Staying Human offers an original, well-reasoned, constructive Jewish theology that bridges technoscience and religion, transcendence and immanence, universality and particularity, and reason and the imagination. . . . Bor thoughtfully argues that the Halakhic way of life enables its practitioners to resist the totalizing tendencies of contemporary technology and experience the particularistic, time-bound, embodied human existence that remains open to transcendence. All readers . . . will find Staying Human a provocative and refreshing work. --Hava Tirosh-Samuelson, Director, Center for Jewish Studies, and Irving and Miriam Lowe Professor of Modern Judaism and Professor of History, Arizona State University Harris Bor has produced a gripping and beautifully written investigation into the meaning of religious thought and practice in an age of Artificial Intelligence. His words bring philosophy and religion to life. --Samuel Lebens, rabbi and Associate Professor, Philosophy Department, University of Haifa Coming out of Jewish tradition and looking forward with hope to a future ostensibly determined by the ever more rapid and inexorable advance of science and technology, Harris Bor calls two improbable witnesses, Spinoza and Heidegger. His book will appeal to thoughtful Jewish readers, and to others who share his concern for the future of humanity. --Nicholas De Lange, Fellow of the British Academy and Emeritus Professor of Hebrew and Jewish Studies, Cambridge University Harris Bor offers a stimulating and energized engagement with technology from a Jewish perspective, which both displays creative insight into life's big questions and seeks to build a religious practice based upon them. Drawing on philosophies from the East and West, he shows how Jewish spirituality simultaneously seeks the God of everything and the God that loves difference, and how these concepts can be used to navigate our technological world and are fundamental to an understanding of it.

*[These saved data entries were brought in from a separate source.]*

PR #296, opened 2019-11-27
Add build script

jagger27:
Adds a build script that builds a "nightly" release on push to master. It automatically prunes the last release tagged as `nightly`.

### DIFF
--- a/.github/workflows/main.yml
+++ b/.github/workflows/main.yml
@@ -56,7 +56,7 @@ jobs:
       with:
         upload_url: ${{ steps.create_release.outputs.upload_url }}  
         asset_path: ./polishedcrystal/build/polishedcrystal-3.0.0-beta.gbc
-        asset_name: polishedcrystal-3.0.0-${{ github.sha }}.gbc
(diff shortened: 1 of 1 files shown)


Rangi42:
`uses: jagger27/delete-release@master` should refer to `Rangi42`.

Rangi42:
Also, please append `$GITHUB_SHA` (the commit hash) to the ROM names so users can identify where it came from.

jagger27:
> `uses: jagger27/delete-release@master` should refer to `Rangi42`.

You would need to fork [jagger27/delete-release](https://github.com/jagger27/delete-release) if you want that. As it is, it's reusable action to delete a release. I added the SHA suffix. That environment value keeps the long hash, mind you, so it's a bit ugly.

Rangi42:
Thanks! `jagger27/delete-release@master` is fine then.

You're right about the long hashes; `${GITHUB_SHA::8}` evaluates to the first 8 characters.

jagger27:
Alright, should be good to go! Sorry for the commit spam. Gotta make a commit every time I test the build rule. Once it's in this repo the hash will actually match the commit.

PR #297, opened 2019-11-30
Continue sentences instead of new paragraphs

JanJastrow:
Hey, since polished crystal 3.0 is now in beta, I though to give it another run.
I stumbled upon these texts directly at the start of the game and I always thought I doesn't make sense to have new paragraphs instead of just continuing the sentence.
Please let me know what you think about this PR :)

### DIFF
--- a/data/text/common_3.asm
+++ b/data/text/common_3.asm
@@ -18,9 +18,8 @@ if !DEF(DEBUG)
 
 	para "A world of dreams"
 	line "and adventures"
-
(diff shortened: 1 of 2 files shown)


Rangi42:
One `para`, one `line`, and then `cont` until the end of the sentence was RBY's style; GSC seems to more consistently split a sentence into two "paragraphs" if it fits that way. I prefer that style, since it's fewer A presses. Thanks for the suggestion, though.

PR #300, opened 2019-12-01
fix crash on using FailText_CheckOpponentProtect

### LINKED ISSUE #263: Teleport while Transformed crashes
probe: "unknown opcode error game hangs when opponent ditto transform into abra and it uses teleport"

### LINKED ISSUE #266: Roar while opponent is using Dig crashes game
Specifically, when an NPC uses Roar while the user’s Pokémon is using Dig the game crashes.

itsdarsh:
Fixes #266 - game would (sometimes) crash when using Roar on a flying/digging mon because text wasn't properly loading text when wAttackMissed = 1. Also, the constant ATKFAIL_CUSTOM should actually have a value of zero, not six to match up with the jump table set up. I know there's a TODO to use it more often and I believe it is now correctly set up. I do think it should use a more generic name, but I can't immediately think of one, sorry.

### DIFF
--- a/constants/battle_constants.asm
+++ b/constants/battle_constants.asm
@@ -154,13 +154,13 @@ endc
 
 ; attack failure modes, higher gives priority
 ; TODO: complete this functionality
-	const_def 1
+	const_def
+	const ATKFAIL_CUSTOM  ; custom message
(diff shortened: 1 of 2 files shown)


FredrIQ:
A failure state of 0 shouldn't be a failure at all (i.e. a success).

PR #309, opened 2019-12-07
Updated Kurt's text to reflect instant ball creation

JanJastrow:
I think since Kurt will now create the balls instantly for you, his text should be updated.

I have also noticed that there more lines in ```KurtsHouse.asm```that do not make sense any longer, but that's something for another commit.


Rangi42:
Thanks, but it does take "a while" in-game; the player walks away from Kurt and it fades to black. The player gets the Ball instantly, but time is implied to pass.

PR #312, opened 2019-12-08
Tackled TODO: Give Lyra Custom Movesets

flempa316:
These party setups should make battles against Lyra more competitive, but will require some minor pokemon learnset adjustments... I can post those adjustments too if these changes look good!


Rangi42:
Thanks! Please do post the adjustments; I may change the learnsets, or change her movesets.

Rangi42:
So, you can just keep adding more commits to the `patch-1` branch and they'll get added to this pull request. When you make `patch-2`, `patch-3`, etc they're separate PRs, which is not correct since they're all related.

PR #361, opened 2020-01-02
Update parties.asm

Tenmu76:
Updated some parties for Battle Tower. Changes begin on line 40.


FredrIQ:
Looks mostly good, but Dugtrio needs an endc to finish the faithful checks.

PR #367, opened 2020-01-07
Shamouti Spark Battle Text

flempa316:
Took a stab at writing out the Spark text for each possible scenario the player would have when battling him.


Rangi42:
Thank you, but there are no beacons; the birds and Lugia are already available from the Lawrence event. The three PGo team leaders are just going to be optional side battles.

flempa316:
Ahh okay!

PR #383, opened 2020-02-04
Added the ability to change a pokémon's ball

wolfboyft:
You can now replace the pokeball a 'mon is in
Though in the code it's called "caught ball" implying that it's just catching records, so maybe i shld change that?
also changed the sprites but i doubt that;d be a welcome change so i havent commited that
(removed the L shaped corners. slightly more "octogonal" now but preferable IMO)
You don't get the ball back bc you could farm master balls with breeding etc and also, like, "you don't get paid back for your previous haircut"


data/text/common_3.asm
```diff
@@ -1103,3 +1103,8 @@ ItemCantBeSelectedText::
 	text "That item can't be"
 	line "selected."
 	prompt
+
+AlreadyInThatBallTextData::
+	text "Your #mon is in"
+	line "that ball already."
```
Rangi42: Capital "Ball".

engine/item_effects.asm
```diff
@@ -314,6 +314,9 @@ KeyItemEffects:
 	dw ApricornBox      ; APRICORN_BOX
 
 PokeBallEffect: ; e8a2
+	ld a, [wBattleMode]
+	cp 0 ; overworld
```
Rangi42: `and a` is the standard [optimized](https://github.com/pret/pokecrystal/wiki/Optimizing-assembly-code#compare-a-to-0) way to test for 0 instead of `cp 0`.

engine/item_effects.asm
```diff
@@ -2313,6 +2316,37 @@ ItemWasntUsedMessage:
...
+	ld a, [wCurItem]
+	ld b, a
+	ld a, [wCurPartyMon]
+	ld hl, wPartyMon1CaughtBall
+	call GetPartyLocation
+	ld a, [hl]
+	and CAUGHTBALL_MASK
+	cp b
+	
+	jp z, AlreadyInThatBallMessage
```
Rangi42: `jr` is a more [optimized](https://github.com/pret/pokecrystal/wiki/Optimizing-assembly-code#relative-jumps) way to make short jumps. `AlreadyInThatBallMessage` is close enough to use `jr` instead of `jp`. Also, style-wise I'd expect the blank line to be after the jump, not before, since it separates the next "paragraph" of code which handles the swap.

engine/item_effects.asm
```diff
@@ -2313,6 +2316,37 @@ ItemWasntUsedMessage:
...
+	ld a, [hl]
+	and -CAUGHTBALL_MASK-1 ; One's complement
```
Rangi42: The typical way to write this is `and $ff ^ CAUGHTBALL_MASK` (or sometimes `and $ff - CAUGHTBALL_MASK` from before rgbasm handled byte xor correctly).

engine/item_effects.asm
```diff
@@ -2313,6 +2316,37 @@ ItemWasntUsedMessage:
...
+	add b
+	ld [hl], a
+	call UseDisposableItem
+	ld hl, BallReplacedText
+	jp PrintText
+
+BallReplacedText:
+	text "Ball changed."
```
Rangi42: It would be nice if this were more descriptive. Like "Transferred <mon name> to the <item name>!" Or at least "Stored in the <item name>!"

Rangi42:
Thanks for submitting this! It's a neat feature that I'm definitely considering to keep. However, I like the graphics as they are; IMO they look more rounded that way.

If I were going to switch to these graphics, there's one more file that would need updating for consistency: gfx/battle_anims/pokeball.2bpp.lz. (`python gfx.py png gfx/battle_anims/pokeball.2bpp.lz` recreates the PNG to make it editable.)

Rangi42:
You may as well edit CREDITS.md too to add yourself to the Code section. ;)

PR #386, opened 2020-02-06
Trainer view occlusion fix thing

wolfboyft:
Doesn't actually work yet btw
I wonder whats wrong with it?
i had to free up some space in home.asm so that i could jump to a routine elsewhere btw


wolfboyft:
I accidentally did this completely wrong. sorry!

PR #387, opened 2020-02-07
Strength issue fix: Not fully tested yet, but should work.

wolfboyft:


wolfboyft:
We'll need to make a map to test all the cases. In the meantime, how is the code quality?

engine/overworld/map_objects.asm
```diff
@@ -3061,3 +3061,134 @@ PRIORITY_HIGH EQU $30
...
+CheckOccludingObjects:: ; here for space reasons
+	push de
+; returns carry = occluded
+
+	; Save location of current trainer
+	ld a, [wCurTrainer]
+	ld bc, OBJECT_LENGTH
+	ld hl, wMapObjects + MAPOBJECT_X_COORD
+	rst AddNTimes
+	ld a, [hl]
```
Rangi42: Instead of `ld a, [hl]` and then `dec hl`, this can just be `ld a, [hld]`.

engine/overworld/map_objects.asm
```diff
@@ -3061,3 +3061,134 @@ PRIORITY_HIGH EQU $30
...
+
+.checkYCoords
+	ld a, [wCurTrainerY]
+	ld b, a
+	ld a, [wPlayerStandingMapY]
+	ld c, a
+	ld a, [wCurPotentialOccluderY]
+
+.check
+	ld b, b
```
Rangi42: No need for `ld b, b`.

home.asm
```diff
@@ -964,7 +965,11 @@ CheckTrainerBattle:: ; 360d
 	pop de
 	pop bc
 	and a
-	jr z, .startbattle
+	jr nz, .next
+	
+; And is unoccluded
+	farcall CheckOccludingObjects ; rst farcall says it retains "a, bc, de, and hl" but return farcall says it tries to save f?
```
Rangi42: That comment is referring to the register values of the caller. Commit 90a7bfbbee7303b681cdcaaca0ccf402013d7575 stopped preserving the caller's flags, but still preserves the flags when returning.

home/init.asm
```diff
@@ -94,13 +94,11 @@ Init:: ; 17d
 
 ; Initialize the RNG state. It can be initialized to anything but zero; this is just a simple way of doing it.
 	ld hl, wRNGState
-	ld a, "R"
+	ld a, 1
```
Rangi42: Is this necessary? IMO just leave the RNG state as-is, it's only a few bytes more, and I'd rather not change its behavior.

wolfboyft:
Sorry abt tbe breakpoint.
Optimisations noted btw

Also the RNG change was to make space for the call and jump. if an optimisation can be msde elsewhwrw rhatd be good ofc. i agree tjat changing tje rngs bbehaviour is ugly

Rangi42:
If it's needed for space and there's no better reduction, then go ahead and leave the RNG change. I'll keep an eye out for bank 0 space.

Rangi42:
I've removed `IsInJohto` from home, so no need to change the RNG.

wolfboyft:
Oh! I also changed ClearsSRAM (ClearSRAM), ClearVRAM and ClearWRAM to inlines and not calls (as macros) because they're only used once. But that's not necessary now. However, if more home space is required, that could work. It's a good way to deal with single-use functions without ruining the source code.

wolfboyft:
Now, I'll do your changes, and make a test map.

home/init.asm
```diff
@@ -85,19 +130,22 @@ Init:: ; 17d
 	pop af
 	ld [hCGB], a
 
-	call ClearWRAM
+	ClearWRAM
```
Rangi42: One-off macros for whole chunks of code is not a style used in the pret disasm projects. If you want to inline these, literally just inline them; replace that `ClearWRAM` macro invocation with the actual code, with blank lines setting it apart as its own "paragraph", and maybe a comment on top like `; clear WRAM`. Likewise for the other two.

engine/overworld/map_objects.asm
```diff
@@ -3061,3 +3061,132 @@ PRIORITY_HIGH EQU $30
 	dw wObject11Struct
 	dw wObject12Struct
 ; 5ae8
+
+CheckOccludingObjects:: ; here for space reasons
```
Rangi42: This could go in its own engine/overworld/check_occluding_objects.asm file, and then get INCLUDEd in main.asm underneath this file's INCLUDE.

Rangi42:
(This was not actually working when I tested it; it was preventing trainers from seeing you at all in some cases, even when standing right in front of them.)

PR #462, opened 2020-04-04
Sing is effecting ghost types

flempa316:
Sing Effects Ghost Types
This seems to fix the issue


flempa316:
Sing Fix
Here it is after implementing the change

SadisticMystic:
This is not a bug. Sing, along with every status move in the game except Thunder Wave, does not check the type chart, and this is official behavior.

Issue #455, opened 2020-03-31
Struggle can be Disabled


Rangi42:
Dare Evans: "Disabling a Pokemon with one move disables Struggle. Disabled Magikarp's Splash and then it said Struggle was disabled. Build is 9d2d96ec."

PR #463, opened 2020-04-04
fix #454 (Minimize) and #455 (Disable)

### LINKED ISSUE #454: Entering and exiting the Bag during battle resets any Minimized sprites
image

itsdarsh:
Issue #455 is related to how Disable is checked in PC: the first nibble of `wPlayerDisableCount` is the move that is disabled, the second nibble is the number of turns left. When a Pokemon only has one move, the first nibble will always end up being $1 since only the first move exists (stored in memory as move $0 in address `wCurPlayerMoveNum`, the first nibble is decremented before being compared to the used move). The Pokemon is then forced to select move $0 again since its other moves are all empty, and the game properly catches that the move is disabled and thus sets the used move to Struggle. However, when the game then compares `wCurPlayerMoveNum` to the decremented first nibble of `wPlayerDisableCount`, these values still match up, so the game is tricked into saying that Struggle must be disabled. The fix is to set `wCurPlayerMoveNum` to -1 ($FF) so that check always fails and Struggle goes on as normal. In my testing, in the case of Struggle a move number of -1 does not have an issue. This is true for `wEnemyDisableCount`/`wCurEnemyMoveNum` as well.

Issue #454 is a bit deeper than a graphical glitch, aside from lowering evasion none of the other intended features of Minimize actually work properly. This is because `wPlayerMinimized`/`wEnemyMinimized` are never actually set, so anything that checks them automatically fail. This includes properly redrawing the correct battle sprite and Stomp/Body Slam not getting 2x power or perfect accuracy against a minimized target. The least hacky way to set this IMO is to have the minimized substatus be part of `BATTLE_VARS_SUBSTATUS_2`, and have any caller that needs this value get the battle var instead of choosing between `wPlayerMinimized` and `wEnemyMinimized`. Being minimized is a boolean value, so separate wram addresses are a bit excessive. If it's desired to instead have more free space in BATTLE_VARS_SUBSTATUS_2 then that's easy to revert, so it's up to you.

Also made a couple small bug fixes and optimizations as well. Notably, even if `wPlayerMinimized` was properly set, the perfect accuracy buff for Stomp and Body Slam do not work as intended - in fact, Stomp and Body Slam will have perfect accuracy if the _user_ is minimized, not the opponent. Also, the AI will prioritize Stomp against a minimized opponent, but not Body Slam. Finally, since `EFFECT_MINIMIZE` is now separate from `EFFECT_EVASION_UP_2` I added it individually to the AI setup scoring for the time being, and I think `AI_Setup` deserves a bit of a look of its own.


Rangi42:
Thank you! Using `BATTLE_VARS_SUBSTATUS_2` is fine.

PR #464, opened 2020-04-05
fix HP bar inconsistency issues and Rampage/Own Tempo bug

### LINKED ISSUE #445: HP bars are inconsistent
Gabe: "I KOed Will's Xatu then the HP bar went back to 1"

SadisticMystic:

> vanilla notably attempts to redraw the health bar after every individual HP lost (with the side effect that dealing huge amounts of damage to something like Red's Snorlax takes an unusually long time), and the rounding algorithm at every point is the same--drawing HP bars can never round down to 0 pixels, even when you have 1/346
>
> PC takes out the throttler to allow health bars to scroll down in reasonable time even when HP gets large, but uses a different algorithm for rounding while it's mid-subtraction (this one can round down to 0 pixels) compared to the one it uses at the end when the health bar needs to be fixed in place going forward

Possibly related to #434.

itsdarsh:
Fixes #445 

There's already a pretty good description of what's happening thanks to @SadisticMystic, but there's a further bit of nuance. `ComputeHPBarPixels` actually does have a failsafe where if a HP bar would have 0px filled but the Pokemon isn't fainted, then 1 is returned instead of 0. This normally works fine, but because `_AnimateHPBar` actually needs twice that value due to 60fps updating of numbers converting to 30fps bar scrolling, `ComputeHPBarPixels` essentially returns 1/2 instead, which rounds down to 0. Thus, until the HP bar is later redrawn, it temporarily shows as 0px. This fix just adds a bit of an extra failsafe to ensure that 1 is incremented to 2 so the endpoint is properly set.

There was also a minor bug where the opponent's Own Tempo was incorrectly checked for confusion prevention over the user's, so that's addressed here as well.


engine/battle/effect_commands.asm
```diff
@@ -1902,6 +1902,7 @@ BattleCommand_checkhit:
 	ret
 
 .NoGuardCheck:
+;Returns z if either the user or opponent has the No Guard ability
```
Rangi42, line 1905: Nitpicking: Comments always have a space after the `;`. Same in `.AntiMinimze`.

itsdarsh: oops :V

Issue #457, opened 2020-03-31
PC Box data in saves is somehow sometimes corrupted


Rangi42:
This may be related to the battle with Leaf, and/or to `sScratch`. It's not clear when or how this occurs.

PR #474, opened 2020-04-10
a few bug fixes, including a save "corruption" and a crash

### LINKED ISSUE #471: Escape rope crashes the game
Pretty self-explanatory.

When used in dark cave :
image
When used in sprout tower : 
image

itsdarsh:
**Addresses (maybe part of?) #457** - In `InitDisplayForLeafCredit` the game attempts to fill `wBGPals1` and `wOBPals1` with white palettes. However, there is never a wram bank switch to the correct bank first, so instead of overwriting those addresses in bank 5 it overwrites those addresses in bank 1 instead. This causes it to overwrite the first byte of `wPlayerID`, and when the player attempts to save the game will assume the player is playing on a new save file due to this new TID and will wipe the old save info if the player picks yes. _Note that this bug also exists in vanilla Crystal for Red's endgame credits._ However, since `wBGPals1` and `wOBPals1` have different physical locations in vanilla, they're just overwriting some temporary buffers. All that said, since the code did nothing in vanilla it does nothing here, so I decided to just remove it.

**Fixes #471** - Due to an n-gram, "Escape Rope@" now takes up 11 bytes in memory (and for the purposes of this explanation, in `wStringBuffer1`), not 12. That happens to be the same max length as a Pokemon nickname, so when `EscapeRopeOrDig` calls `GetPartyNick` for an invalid `wCurPartyMon` (in the case of escape rope) it is essentially writing 11 bytes of $00 into `wStringBuffer1`, overwriting the terminating character left from "Escape Rope@". Thus when the game attempts to copy this "nickname" to other string buffers, unless the dungeon name is longer than 11 bytes in memory (i.e. Slowpoke Well). This is _not_ a bug in vanilla because while it still pulls up an invalid nickname, it has a sanity check (`CorrectNickErrors`) to replace a nickname of all $00 with "?@?????????". Instead of reincorporating that function I just moved the check for if an escape rope is being used to be before the call to `GetPartyNick` since that's what should've been done in the first place :V

**Fixes attract "succeeding" after target is already attracted** - `SUBSTATUS_IN_LOVE` was checked by the battle engine, but nothing was done with that information

**Fixes "Seen" string in Pokedex page being displayed improperly** - `Pokedex_PlaceString` does not factor in n-grams, but "Seen" was stored as a `db` so "en" would've been stored as an n-gram. Thus, it was parsed literally as char $27 (which is part of frontpic data in this case), leading to the inaccurate display.

**Fixes hatchling frontpic showing the wrong mon** - not much more to say other than a `ld` was backwards

**Fixes possible issue with `BillsPC_InitRAM` going out of bounds** - instead of a hardcoded loop counter of $338, a more dynamic counter of `wBillsPCDataEnd - wBillsPCData` is used. Unclear if this ever caused any problems in the first place

### DIFF
--- a/contents/bank_ends.txt
+++ b/contents/bank_ends.txt
@@ -5,7 +5,7 @@
 > -- Morimoto, Pokémon Ultra Sun/Ultra Moon
 > <https://www.serebii.net/ultrasunultramoon/virtualconsole.shtml>
 
-Free space: 280255/2097152 (13.36%)
+Free space: 280264/2097152 (13.36%)
 
 bank	end	free
 $00	$3dfd	$0203
@@ -107,7 +107,7 @@ $5f	$8000	$0000
 $60	$7fff	$0001
 $61	$8000	$0000
 $62	$7fff	$0001
-$63	$8000	$0000
+$63	$7fff	$0001
 $64	$8000	$0000
 $65	$8000	$0000
 $66	$8000	$0000
@@ -118,7 +118,7 @@ $6a	$8000	$0000
 $6b	$7fff	$0001
 $6c	$8000	$0000
 $6d	$8000	$0000
-$6e	$7b54	$04ac
+$6e	$7b4c	$04b4
 $6f	$4000	$4000
 $70	$4000	$4000
 $71	$4000	$4000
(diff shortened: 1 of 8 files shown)


Rangi42:
Those first two bugs are great. I'll start a doc or wiki page for pokecrystal for "not-quite-bugs".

The work is bound to be of interest to the academic and religious seeker alike. --Nathan Lopes Cardozo, rabbi, international lecturer, author, and Founder and Dean of the David Cardozo Academy, Jerusalem


Author Information

Harris Bor is a Fellow and Lecturer at the London School of Jewish Studies and a barrister (trial advocate) specializing in international arbitration and commercial litigation. He holds a PhD in Theology from Cambridge University, is a rabbinic scholar with the Montefiore Endowment, and has been a visiting scholar at Harvard Unniversity and University College London.